Stored items
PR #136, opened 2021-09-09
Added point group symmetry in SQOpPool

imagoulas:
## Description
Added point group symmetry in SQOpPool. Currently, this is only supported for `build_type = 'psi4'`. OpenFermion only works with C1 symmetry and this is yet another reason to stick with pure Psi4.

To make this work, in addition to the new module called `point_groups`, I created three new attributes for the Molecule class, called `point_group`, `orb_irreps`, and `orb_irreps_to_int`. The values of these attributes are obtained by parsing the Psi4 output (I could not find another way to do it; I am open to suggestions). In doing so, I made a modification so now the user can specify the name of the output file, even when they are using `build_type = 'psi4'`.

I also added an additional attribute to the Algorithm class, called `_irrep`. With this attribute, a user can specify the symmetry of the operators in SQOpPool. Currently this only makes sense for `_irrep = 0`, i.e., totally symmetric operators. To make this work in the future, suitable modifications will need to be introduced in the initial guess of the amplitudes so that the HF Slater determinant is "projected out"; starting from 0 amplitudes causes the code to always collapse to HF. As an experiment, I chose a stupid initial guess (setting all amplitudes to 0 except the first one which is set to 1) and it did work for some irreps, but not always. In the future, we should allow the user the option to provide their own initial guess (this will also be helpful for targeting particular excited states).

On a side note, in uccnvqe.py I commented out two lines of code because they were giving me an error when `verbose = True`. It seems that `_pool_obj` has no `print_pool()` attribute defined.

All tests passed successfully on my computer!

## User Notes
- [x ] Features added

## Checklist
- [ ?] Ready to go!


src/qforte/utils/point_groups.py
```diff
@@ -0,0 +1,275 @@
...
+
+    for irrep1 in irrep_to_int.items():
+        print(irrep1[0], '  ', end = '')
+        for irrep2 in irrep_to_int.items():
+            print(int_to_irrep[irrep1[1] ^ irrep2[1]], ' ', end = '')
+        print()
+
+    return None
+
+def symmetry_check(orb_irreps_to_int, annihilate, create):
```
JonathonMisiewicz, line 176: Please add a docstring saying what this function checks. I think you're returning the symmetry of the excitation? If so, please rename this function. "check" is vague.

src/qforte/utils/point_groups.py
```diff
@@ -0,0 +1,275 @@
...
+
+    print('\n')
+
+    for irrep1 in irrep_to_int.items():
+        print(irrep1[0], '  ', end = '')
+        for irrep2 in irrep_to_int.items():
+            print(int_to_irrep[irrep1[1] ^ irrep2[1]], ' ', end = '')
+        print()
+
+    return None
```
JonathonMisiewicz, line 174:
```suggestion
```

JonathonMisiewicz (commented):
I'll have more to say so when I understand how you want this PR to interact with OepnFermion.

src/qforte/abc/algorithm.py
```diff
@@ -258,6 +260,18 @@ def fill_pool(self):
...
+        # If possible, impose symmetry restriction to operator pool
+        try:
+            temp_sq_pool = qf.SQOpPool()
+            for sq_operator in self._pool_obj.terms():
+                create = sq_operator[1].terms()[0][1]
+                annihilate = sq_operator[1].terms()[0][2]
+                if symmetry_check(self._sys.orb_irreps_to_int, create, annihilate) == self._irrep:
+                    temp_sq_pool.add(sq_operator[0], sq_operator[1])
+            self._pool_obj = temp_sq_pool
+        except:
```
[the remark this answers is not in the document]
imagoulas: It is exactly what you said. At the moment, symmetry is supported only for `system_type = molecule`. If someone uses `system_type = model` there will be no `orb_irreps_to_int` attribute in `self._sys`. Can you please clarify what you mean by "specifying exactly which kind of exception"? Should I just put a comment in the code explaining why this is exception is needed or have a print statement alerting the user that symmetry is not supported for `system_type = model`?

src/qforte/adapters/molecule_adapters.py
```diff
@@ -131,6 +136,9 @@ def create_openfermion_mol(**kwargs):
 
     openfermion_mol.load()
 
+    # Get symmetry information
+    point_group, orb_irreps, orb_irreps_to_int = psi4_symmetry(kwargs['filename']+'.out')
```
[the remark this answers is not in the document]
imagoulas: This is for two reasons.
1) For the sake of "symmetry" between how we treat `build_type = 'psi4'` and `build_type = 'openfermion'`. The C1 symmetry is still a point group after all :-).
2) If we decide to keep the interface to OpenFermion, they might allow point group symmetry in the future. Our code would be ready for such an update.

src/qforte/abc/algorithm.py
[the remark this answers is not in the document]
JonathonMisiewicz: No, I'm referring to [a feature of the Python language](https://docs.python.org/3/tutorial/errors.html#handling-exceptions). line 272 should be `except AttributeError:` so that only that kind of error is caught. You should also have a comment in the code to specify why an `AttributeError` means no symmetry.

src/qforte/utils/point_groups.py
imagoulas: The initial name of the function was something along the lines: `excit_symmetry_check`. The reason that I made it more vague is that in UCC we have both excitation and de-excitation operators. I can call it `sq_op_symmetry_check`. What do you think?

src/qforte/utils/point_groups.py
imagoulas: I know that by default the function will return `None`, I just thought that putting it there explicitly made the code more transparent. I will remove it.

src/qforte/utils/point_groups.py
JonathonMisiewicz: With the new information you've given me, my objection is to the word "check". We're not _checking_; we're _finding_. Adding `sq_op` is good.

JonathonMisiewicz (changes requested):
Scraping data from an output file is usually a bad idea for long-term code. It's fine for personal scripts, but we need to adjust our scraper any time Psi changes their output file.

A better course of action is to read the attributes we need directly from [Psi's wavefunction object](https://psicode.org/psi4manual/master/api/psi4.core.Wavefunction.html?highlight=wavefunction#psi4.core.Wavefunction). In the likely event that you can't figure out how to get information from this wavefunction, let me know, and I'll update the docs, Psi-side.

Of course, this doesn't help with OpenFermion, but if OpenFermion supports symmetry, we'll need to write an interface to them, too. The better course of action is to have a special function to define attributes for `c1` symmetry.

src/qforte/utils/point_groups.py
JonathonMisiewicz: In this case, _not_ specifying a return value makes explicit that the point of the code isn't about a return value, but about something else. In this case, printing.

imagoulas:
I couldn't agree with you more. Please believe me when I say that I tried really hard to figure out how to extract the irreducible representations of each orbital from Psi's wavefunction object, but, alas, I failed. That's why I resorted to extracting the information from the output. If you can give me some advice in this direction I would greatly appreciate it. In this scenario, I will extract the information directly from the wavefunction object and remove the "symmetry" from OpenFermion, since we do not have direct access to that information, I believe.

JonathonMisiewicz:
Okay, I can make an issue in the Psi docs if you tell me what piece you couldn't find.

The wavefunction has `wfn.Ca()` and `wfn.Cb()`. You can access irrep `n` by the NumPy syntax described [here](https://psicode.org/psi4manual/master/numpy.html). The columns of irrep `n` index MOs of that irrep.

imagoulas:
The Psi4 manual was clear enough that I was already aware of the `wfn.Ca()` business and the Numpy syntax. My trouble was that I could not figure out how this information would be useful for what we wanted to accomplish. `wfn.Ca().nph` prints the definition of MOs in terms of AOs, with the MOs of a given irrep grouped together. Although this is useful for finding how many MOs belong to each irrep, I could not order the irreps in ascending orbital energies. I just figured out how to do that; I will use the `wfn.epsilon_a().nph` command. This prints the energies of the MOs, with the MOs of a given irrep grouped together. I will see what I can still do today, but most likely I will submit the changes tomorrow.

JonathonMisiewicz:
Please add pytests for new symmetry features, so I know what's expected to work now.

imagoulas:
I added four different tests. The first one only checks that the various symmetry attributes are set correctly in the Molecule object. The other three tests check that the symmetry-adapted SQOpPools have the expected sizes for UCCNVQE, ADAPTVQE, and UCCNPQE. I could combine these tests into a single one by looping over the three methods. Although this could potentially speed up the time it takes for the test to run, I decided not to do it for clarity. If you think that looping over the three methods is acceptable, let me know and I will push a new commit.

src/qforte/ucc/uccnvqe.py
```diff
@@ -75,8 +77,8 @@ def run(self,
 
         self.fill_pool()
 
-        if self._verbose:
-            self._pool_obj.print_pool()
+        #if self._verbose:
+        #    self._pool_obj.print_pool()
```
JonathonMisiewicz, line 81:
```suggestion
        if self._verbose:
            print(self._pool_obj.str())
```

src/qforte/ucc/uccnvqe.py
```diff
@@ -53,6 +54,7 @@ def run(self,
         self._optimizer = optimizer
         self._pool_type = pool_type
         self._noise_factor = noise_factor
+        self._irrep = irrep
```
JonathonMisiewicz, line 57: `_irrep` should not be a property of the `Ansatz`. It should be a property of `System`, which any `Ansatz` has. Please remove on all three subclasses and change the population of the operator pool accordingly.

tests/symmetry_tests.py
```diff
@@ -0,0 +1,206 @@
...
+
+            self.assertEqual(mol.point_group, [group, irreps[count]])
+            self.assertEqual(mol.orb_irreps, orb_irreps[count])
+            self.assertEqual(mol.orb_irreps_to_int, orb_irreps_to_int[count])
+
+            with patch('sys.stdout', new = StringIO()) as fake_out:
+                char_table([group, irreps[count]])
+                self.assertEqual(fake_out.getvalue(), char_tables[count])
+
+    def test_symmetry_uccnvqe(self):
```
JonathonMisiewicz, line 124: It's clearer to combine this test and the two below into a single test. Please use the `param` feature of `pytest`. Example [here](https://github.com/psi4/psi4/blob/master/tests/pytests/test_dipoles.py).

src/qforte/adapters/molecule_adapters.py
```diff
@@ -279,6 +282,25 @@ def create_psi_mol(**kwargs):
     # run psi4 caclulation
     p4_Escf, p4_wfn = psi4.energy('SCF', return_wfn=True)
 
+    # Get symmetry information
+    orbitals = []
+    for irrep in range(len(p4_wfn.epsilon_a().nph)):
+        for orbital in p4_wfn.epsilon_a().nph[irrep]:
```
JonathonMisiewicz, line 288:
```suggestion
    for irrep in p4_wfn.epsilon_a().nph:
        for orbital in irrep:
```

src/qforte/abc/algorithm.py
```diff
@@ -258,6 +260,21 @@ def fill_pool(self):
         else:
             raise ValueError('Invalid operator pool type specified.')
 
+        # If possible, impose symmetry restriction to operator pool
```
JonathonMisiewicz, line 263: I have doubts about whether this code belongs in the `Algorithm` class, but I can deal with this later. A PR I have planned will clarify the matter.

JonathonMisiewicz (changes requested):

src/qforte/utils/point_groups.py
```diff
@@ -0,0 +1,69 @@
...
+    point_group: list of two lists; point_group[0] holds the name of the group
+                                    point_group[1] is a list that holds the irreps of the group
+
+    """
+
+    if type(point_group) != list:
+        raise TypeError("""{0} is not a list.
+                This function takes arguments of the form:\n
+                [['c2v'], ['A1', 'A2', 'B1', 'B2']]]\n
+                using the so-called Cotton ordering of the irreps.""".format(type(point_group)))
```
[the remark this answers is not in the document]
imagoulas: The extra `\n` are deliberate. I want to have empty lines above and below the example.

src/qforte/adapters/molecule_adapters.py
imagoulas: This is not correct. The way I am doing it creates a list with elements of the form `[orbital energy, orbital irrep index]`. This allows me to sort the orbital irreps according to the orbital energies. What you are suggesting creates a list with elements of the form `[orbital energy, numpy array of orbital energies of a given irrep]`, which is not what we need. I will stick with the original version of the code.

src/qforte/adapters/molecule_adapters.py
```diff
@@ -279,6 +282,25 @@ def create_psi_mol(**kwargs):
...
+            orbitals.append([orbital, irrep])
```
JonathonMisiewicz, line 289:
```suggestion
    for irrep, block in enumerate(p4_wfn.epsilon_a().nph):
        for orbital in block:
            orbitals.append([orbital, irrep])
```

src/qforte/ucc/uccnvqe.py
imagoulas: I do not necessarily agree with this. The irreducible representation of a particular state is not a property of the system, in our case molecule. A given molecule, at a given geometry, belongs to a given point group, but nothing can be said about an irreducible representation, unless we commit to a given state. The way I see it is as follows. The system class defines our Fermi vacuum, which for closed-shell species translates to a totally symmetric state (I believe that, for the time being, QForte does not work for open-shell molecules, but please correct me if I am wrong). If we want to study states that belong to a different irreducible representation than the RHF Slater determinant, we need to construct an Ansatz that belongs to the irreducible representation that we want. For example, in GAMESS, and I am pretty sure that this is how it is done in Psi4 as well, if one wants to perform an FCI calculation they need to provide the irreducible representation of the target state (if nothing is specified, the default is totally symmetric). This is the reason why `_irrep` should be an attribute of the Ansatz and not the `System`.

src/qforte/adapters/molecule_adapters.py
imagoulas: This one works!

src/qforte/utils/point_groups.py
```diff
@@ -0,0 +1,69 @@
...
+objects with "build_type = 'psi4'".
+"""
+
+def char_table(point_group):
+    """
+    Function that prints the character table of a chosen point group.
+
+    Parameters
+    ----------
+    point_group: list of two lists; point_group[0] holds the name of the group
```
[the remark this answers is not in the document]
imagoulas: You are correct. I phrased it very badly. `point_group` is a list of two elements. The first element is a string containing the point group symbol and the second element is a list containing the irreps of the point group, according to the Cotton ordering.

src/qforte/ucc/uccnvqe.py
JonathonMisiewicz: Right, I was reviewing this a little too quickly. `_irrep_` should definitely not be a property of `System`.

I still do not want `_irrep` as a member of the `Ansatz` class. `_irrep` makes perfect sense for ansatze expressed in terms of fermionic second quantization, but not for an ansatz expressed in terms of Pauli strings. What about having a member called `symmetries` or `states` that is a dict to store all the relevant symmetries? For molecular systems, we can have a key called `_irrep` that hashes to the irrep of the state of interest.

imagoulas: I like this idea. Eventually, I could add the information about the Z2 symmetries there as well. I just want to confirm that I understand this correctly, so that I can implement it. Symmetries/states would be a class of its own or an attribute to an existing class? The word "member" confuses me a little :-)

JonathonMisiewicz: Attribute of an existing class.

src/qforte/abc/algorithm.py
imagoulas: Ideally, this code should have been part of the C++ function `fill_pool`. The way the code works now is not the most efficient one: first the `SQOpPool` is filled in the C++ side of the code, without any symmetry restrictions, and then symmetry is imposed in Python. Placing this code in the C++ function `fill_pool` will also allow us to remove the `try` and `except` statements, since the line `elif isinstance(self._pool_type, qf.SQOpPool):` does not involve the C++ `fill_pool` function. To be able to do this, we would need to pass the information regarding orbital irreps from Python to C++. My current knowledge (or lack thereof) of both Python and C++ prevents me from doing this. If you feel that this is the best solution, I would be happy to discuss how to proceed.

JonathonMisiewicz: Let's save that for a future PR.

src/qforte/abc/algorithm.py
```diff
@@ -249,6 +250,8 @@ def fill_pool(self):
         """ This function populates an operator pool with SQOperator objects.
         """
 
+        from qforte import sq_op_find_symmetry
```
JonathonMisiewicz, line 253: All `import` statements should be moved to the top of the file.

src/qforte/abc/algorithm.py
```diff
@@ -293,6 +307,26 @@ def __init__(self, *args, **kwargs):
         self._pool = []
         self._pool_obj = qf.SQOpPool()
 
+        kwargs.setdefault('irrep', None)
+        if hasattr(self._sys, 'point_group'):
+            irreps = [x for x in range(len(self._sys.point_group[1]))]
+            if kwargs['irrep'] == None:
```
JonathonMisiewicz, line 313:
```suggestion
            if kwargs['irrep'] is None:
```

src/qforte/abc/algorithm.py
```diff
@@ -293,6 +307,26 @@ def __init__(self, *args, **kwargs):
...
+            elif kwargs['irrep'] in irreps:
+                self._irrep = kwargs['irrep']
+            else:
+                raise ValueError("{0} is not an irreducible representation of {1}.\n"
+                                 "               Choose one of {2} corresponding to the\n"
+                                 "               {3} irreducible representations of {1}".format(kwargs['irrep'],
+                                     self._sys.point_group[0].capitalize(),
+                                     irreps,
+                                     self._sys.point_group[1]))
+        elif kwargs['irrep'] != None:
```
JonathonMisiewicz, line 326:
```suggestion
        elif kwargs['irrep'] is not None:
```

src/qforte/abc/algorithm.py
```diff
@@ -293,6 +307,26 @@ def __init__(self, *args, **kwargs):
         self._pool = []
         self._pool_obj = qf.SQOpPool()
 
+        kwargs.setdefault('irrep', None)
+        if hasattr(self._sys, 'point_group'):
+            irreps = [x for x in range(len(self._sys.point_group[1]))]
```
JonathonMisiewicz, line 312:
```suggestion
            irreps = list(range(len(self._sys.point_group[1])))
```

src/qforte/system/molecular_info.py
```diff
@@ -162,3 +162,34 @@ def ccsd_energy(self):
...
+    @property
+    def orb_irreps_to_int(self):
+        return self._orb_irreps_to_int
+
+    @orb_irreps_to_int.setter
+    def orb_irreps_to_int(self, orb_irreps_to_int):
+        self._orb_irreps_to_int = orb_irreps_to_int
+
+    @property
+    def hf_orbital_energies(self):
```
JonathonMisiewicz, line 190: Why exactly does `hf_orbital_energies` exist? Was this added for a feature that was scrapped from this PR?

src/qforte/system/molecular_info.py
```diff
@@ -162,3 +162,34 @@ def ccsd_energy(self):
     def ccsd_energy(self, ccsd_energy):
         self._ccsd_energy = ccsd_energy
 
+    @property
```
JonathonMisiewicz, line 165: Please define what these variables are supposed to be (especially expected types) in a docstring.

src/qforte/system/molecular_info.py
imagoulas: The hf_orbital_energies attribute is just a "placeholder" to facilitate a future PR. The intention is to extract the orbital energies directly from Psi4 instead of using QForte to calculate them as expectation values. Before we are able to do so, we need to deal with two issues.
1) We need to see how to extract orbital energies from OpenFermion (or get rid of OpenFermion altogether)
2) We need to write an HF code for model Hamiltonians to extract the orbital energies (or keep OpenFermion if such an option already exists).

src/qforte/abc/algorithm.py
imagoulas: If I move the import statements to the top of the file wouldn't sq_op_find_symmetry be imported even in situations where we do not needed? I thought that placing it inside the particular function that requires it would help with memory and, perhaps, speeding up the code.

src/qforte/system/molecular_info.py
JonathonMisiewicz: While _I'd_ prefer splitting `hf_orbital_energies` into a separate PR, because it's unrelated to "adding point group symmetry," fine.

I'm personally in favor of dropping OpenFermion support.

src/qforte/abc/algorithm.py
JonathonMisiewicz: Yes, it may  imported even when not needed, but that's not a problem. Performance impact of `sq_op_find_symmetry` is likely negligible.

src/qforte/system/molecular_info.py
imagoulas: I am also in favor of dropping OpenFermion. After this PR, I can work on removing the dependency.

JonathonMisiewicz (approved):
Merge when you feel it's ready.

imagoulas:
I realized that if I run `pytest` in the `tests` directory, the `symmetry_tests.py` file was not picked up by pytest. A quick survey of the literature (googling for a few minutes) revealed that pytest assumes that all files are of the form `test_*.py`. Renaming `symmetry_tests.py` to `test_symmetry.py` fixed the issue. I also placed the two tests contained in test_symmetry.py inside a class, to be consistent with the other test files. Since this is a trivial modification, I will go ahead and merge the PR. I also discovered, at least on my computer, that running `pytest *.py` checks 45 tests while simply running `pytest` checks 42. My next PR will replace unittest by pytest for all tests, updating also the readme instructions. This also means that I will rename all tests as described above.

__ACTION ITEM__:
Match on "annihilate": copy every line in the records that has it.

__ANSWER SPACE__:
+def symmetry_check(orb_irreps_to_int, annihilate, create):
+                annihilate = sq_operator[1].terms()[0][2]
+                if symmetry_check(self._sys.orb_irreps_to_int, create, annihilate) == self._irrep:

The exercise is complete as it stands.